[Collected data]
-.-.-

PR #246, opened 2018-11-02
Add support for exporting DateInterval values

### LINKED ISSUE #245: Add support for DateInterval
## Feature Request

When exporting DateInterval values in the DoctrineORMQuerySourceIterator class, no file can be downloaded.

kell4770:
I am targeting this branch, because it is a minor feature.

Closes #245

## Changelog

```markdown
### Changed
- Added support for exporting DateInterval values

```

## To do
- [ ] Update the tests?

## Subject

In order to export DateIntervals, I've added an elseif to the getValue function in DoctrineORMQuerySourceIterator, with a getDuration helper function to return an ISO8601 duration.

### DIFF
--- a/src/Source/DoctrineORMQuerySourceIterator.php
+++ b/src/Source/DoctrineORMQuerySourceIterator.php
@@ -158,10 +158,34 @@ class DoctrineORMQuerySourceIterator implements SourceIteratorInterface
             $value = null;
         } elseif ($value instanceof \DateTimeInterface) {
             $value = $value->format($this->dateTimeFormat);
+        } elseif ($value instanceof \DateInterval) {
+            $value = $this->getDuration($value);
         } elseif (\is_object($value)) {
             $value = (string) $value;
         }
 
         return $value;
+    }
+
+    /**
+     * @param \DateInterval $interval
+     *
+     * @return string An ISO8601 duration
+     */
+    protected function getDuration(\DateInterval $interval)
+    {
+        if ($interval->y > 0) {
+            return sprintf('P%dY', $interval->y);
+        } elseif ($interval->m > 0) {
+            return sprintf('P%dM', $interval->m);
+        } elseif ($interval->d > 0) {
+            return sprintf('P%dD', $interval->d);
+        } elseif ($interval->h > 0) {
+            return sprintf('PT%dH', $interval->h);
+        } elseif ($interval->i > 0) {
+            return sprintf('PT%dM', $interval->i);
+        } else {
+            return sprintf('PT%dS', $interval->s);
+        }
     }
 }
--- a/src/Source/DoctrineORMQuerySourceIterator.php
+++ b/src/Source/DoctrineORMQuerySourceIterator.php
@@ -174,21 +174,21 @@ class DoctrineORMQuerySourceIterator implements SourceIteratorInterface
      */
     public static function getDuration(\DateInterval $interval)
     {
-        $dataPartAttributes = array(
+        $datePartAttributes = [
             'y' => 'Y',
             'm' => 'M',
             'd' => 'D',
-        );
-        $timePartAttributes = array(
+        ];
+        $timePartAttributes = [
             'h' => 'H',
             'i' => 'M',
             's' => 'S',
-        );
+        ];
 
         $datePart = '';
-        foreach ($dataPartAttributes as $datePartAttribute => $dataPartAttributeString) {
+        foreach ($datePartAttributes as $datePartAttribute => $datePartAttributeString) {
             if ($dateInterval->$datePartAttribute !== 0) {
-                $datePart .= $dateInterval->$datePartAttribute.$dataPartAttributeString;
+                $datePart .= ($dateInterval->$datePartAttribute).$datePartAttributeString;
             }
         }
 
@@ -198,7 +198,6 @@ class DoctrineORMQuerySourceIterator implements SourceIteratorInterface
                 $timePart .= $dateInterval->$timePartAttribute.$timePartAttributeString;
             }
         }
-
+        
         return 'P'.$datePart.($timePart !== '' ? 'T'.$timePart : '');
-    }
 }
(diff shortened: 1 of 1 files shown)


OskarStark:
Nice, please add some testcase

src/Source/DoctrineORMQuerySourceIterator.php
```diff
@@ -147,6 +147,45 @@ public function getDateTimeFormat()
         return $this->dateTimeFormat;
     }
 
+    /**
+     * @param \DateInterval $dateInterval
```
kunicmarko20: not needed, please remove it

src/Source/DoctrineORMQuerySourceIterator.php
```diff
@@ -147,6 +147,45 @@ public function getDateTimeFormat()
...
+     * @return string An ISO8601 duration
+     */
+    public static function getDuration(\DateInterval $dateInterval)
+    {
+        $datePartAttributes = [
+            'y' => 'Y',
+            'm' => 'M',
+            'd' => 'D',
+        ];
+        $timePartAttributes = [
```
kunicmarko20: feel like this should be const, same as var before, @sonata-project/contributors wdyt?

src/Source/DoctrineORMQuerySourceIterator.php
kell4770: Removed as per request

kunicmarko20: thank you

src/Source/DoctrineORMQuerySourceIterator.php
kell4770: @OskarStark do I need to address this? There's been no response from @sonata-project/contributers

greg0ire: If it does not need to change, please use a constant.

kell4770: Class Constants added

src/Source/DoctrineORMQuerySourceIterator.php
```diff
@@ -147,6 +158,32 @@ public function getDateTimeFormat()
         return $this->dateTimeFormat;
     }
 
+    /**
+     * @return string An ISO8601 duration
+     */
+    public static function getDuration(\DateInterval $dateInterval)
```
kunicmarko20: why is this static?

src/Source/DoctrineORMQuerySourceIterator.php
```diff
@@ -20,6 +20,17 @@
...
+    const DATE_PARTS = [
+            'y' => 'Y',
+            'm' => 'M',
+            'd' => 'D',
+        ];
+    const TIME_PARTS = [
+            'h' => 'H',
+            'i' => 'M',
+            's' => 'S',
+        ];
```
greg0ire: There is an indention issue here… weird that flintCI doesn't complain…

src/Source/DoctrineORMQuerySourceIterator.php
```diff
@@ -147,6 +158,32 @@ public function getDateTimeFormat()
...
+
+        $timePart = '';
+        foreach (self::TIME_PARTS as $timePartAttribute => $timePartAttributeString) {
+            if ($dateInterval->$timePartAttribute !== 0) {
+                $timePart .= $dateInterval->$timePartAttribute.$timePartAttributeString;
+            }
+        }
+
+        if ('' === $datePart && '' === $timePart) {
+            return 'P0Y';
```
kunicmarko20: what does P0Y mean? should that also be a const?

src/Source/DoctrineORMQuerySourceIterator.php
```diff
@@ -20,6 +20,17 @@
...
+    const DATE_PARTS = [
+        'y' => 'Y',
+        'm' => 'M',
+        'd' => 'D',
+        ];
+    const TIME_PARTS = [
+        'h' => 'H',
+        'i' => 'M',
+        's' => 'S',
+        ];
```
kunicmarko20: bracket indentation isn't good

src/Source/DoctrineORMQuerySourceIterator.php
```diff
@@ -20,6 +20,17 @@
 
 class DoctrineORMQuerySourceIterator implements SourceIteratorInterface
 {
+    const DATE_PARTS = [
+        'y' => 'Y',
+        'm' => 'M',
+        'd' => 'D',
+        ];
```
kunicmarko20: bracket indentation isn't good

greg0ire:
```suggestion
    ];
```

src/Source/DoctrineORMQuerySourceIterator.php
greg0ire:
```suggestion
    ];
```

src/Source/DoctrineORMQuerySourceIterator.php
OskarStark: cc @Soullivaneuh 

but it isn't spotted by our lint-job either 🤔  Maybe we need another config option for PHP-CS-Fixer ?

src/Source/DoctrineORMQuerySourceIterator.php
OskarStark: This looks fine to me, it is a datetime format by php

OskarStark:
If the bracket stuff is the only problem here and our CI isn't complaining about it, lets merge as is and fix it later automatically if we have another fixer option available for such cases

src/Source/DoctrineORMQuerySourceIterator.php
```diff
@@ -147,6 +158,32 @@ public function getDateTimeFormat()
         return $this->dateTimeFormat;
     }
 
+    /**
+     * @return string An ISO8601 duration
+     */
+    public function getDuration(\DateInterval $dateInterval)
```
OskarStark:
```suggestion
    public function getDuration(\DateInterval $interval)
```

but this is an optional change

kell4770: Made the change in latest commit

-.-.-

What is needed is a full, exact copy of the records.

EXERCISE ANSWER »
PR #246, opened 2018-11-02
Add support for exporting DateInterval values

### LINKED ISSUE #245: Add support for DateInterval
## Feature Request

When exporting DateInterval values in the DoctrineORMQuerySourceIterator class, no file can be downloaded.

kell4770:
I am targeting this branch, because it is a minor feature.

Closes #245

## Changelog

```markdown
### Changed
- Added support for exporting DateInterval values

```

## To do
- [ ] Update the tests?

## Subject

In order to export DateIntervals, I've added an elseif to the getValue function in DoctrineORMQuerySourceIterator, with a getDuration helper function to return an ISO8601 duration.

### DIFF
--- a/src/Source/DoctrineORMQuerySourceIterator.php
+++ b/src/Source/DoctrineORMQuerySourceIterator.php
@@ -158,10 +158,34 @@ class DoctrineORMQuerySourceIterator implements SourceIteratorInterface
             $value = null;
         } elseif ($value instanceof \DateTimeInterface) {
             $value = $value->format($this->dateTimeFormat);
+        } elseif ($value instanceof \DateInterval) {
+            $value = $this->getDuration($value);
         } elseif (\is_object($value)) {
             $value = (string) $value;
         }
 
         return $value;
+    }
+
+    /**
+     * @param \DateInterval $interval
+     *
+     * @return string An ISO8601 duration
+     */
+    protected function getDuration(\DateInterval $interval)
+    {
+        if ($interval->y > 0) {
+            return sprintf('P%dY', $interval->y);
+        } elseif ($interval->m > 0) {
+            return sprintf('P%dM', $interval->m);
+        } elseif ($interval->d > 0) {
+            return sprintf('P%dD', $interval->d);
+        } elseif ($interval->h > 0) {
+            return sprintf('PT%dH', $interval->h);
+        } elseif ($interval->i > 0) {
+            return sprintf('PT%dM', $interval->i);
+        } else {
+            return sprintf('PT%dS', $interval->s);
+        }
     }
 }
--- a/src/Source/DoctrineORMQuerySourceIterator.php
+++ b/src/Source/DoctrineORMQuerySourceIterator.php
@@ -174,21 +174,21 @@ class DoctrineORMQuerySourceIterator implements SourceIteratorInterface
      */
     public static function getDuration(\DateInterval $interval)
     {
-        $dataPartAttributes = array(
+        $datePartAttributes = [
             'y' => 'Y',
             'm' => 'M',
             'd' => 'D',
-        );
-        $timePartAttributes = array(
+        ];
+        $timePartAttributes = [
             'h' => 'H',
             'i' => 'M',
             's' => 'S',
-        );
+        ];
 
         $datePart = '';
-        foreach ($dataPartAttributes as $datePartAttribute => $dataPartAttributeString) {
+        foreach ($datePartAttributes as $datePartAttribute => $datePartAttributeString) {
             if ($dateInterval->$datePartAttribute !== 0) {
-                $datePart .= $dateInterval->$datePartAttribute.$dataPartAttributeString;
+                $datePart .= ($dateInterval->$datePartAttribute).$datePartAttributeString;
             }
         }
 
@@ -198,7 +198,6 @@ class DoctrineORMQuerySourceIterator implements SourceIteratorInterface
                 $timePart .= $dateInterval->$timePartAttribute.$timePartAttributeString;
             }
         }
-
+        
         return 'P'.$datePart.($timePart !== '' ? 'T'.$timePart : '');
-    }
 }
(diff shortened: 1 of 1 files shown)


OskarStark:
Nice, please add some testcase

src/Source/DoctrineORMQuerySourceIterator.php
```diff
@@ -147,6 +147,45 @@ public function getDateTimeFormat()
         return $this->dateTimeFormat;
     }
 
+    /**
+     * @param \DateInterval $dateInterval
```
kunicmarko20: not needed, please remove it

src/Source/DoctrineORMQuerySourceIterator.php
```diff
@@ -147,6 +147,45 @@ public function getDateTimeFormat()
...
+     * @return string An ISO8601 duration
+     */
+    public static function getDuration(\DateInterval $dateInterval)
+    {
+        $datePartAttributes = [
+            'y' => 'Y',
+            'm' => 'M',
+            'd' => 'D',
+        ];
+        $timePartAttributes = [
```
kunicmarko20: feel like this should be const, same as var before, @sonata-project/contributors wdyt?

src/Source/DoctrineORMQuerySourceIterator.php
kell4770: Removed as per request

kunicmarko20: thank you

src/Source/DoctrineORMQuerySourceIterator.php
kell4770: @OskarStark do I need to address this? There's been no response from @sonata-project/contributers

greg0ire: If it does not need to change, please use a constant.

kell4770: Class Constants added

src/Source/DoctrineORMQuerySourceIterator.php
```diff
@@ -147,6 +158,32 @@ public function getDateTimeFormat()
         return $this->dateTimeFormat;
     }
 
+    /**
+     * @return string An ISO8601 duration
+     */
+    public static function getDuration(\DateInterval $dateInterval)
```
kunicmarko20: why is this static?

src/Source/DoctrineORMQuerySourceIterator.php
```diff
@@ -20,6 +20,17 @@
...
+    const DATE_PARTS = [
+            'y' => 'Y',
+            'm' => 'M',
+            'd' => 'D',
+        ];
+    const TIME_PARTS = [
+            'h' => 'H',
+            'i' => 'M',
+            's' => 'S',
+        ];
```
greg0ire: There is an indention issue here… weird that flintCI doesn't complain…

src/Source/DoctrineORMQuerySourceIterator.php
```diff
@@ -147,6 +158,32 @@ public function getDateTimeFormat()
...
+
+        $timePart = '';
+        foreach (self::TIME_PARTS as $timePartAttribute => $timePartAttributeString) {
+            if ($dateInterval->$timePartAttribute !== 0) {
+                $timePart .= $dateInterval->$timePartAttribute.$timePartAttributeString;
+            }
+        }
+
+        if ('' === $datePart && '' === $timePart) {
+            return 'P0Y';
```
kunicmarko20: what does P0Y mean? should that also be a const?

src/Source/DoctrineORMQuerySourceIterator.php
```diff
@@ -20,6 +20,17 @@
...
+    const DATE_PARTS = [
+        'y' => 'Y',
+        'm' => 'M',
+        'd' => 'D',
+        ];
+    const TIME_PARTS = [
+        'h' => 'H',
+        'i' => 'M',
+        's' => 'S',
+        ];
```
kunicmarko20: bracket indentation isn't good

src/Source/DoctrineORMQuerySourceIterator.php
```diff
@@ -20,6 +20,17 @@
 
 class DoctrineORMQuerySourceIterator implements SourceIteratorInterface
 {
+    const DATE_PARTS = [
+        'y' => 'Y',
+        'm' => 'M',
+        'd' => 'D',
+        ];
```
kunicmarko20: bracket indentation isn't good

greg0ire:
```suggestion
    ];
```

src/Source/DoctrineORMQuerySourceIterator.php
greg0ire:
```suggestion
    ];
```

src/Source/DoctrineORMQuerySourceIterator.php
OskarStark: cc @Soullivaneuh 

but it isn't spotted by our lint-job either 🤔  Maybe we need another config option for PHP-CS-Fixer ?

src/Source/DoctrineORMQuerySourceIterator.php
OskarStark: This looks fine to me, it is a datetime format by php

OskarStark:
If the bracket stuff is the only problem here and our CI isn't complaining about it, lets merge as is and fix it later automatically if we have another fixer option available for such cases

src/Source/DoctrineORMQuerySourceIterator.php
```diff
@@ -147,6 +158,32 @@ public function getDateTimeFormat()
         return $this->dateTimeFormat;
     }
 
+    /**
+     * @return string An ISO8601 duration
+     */
+    public function getDuration(\DateInterval $dateInterval)
```
OskarStark:
```suggestion
    public function getDuration(\DateInterval $interval)
```

but this is an optional change

kell4770: Made the change in latest commit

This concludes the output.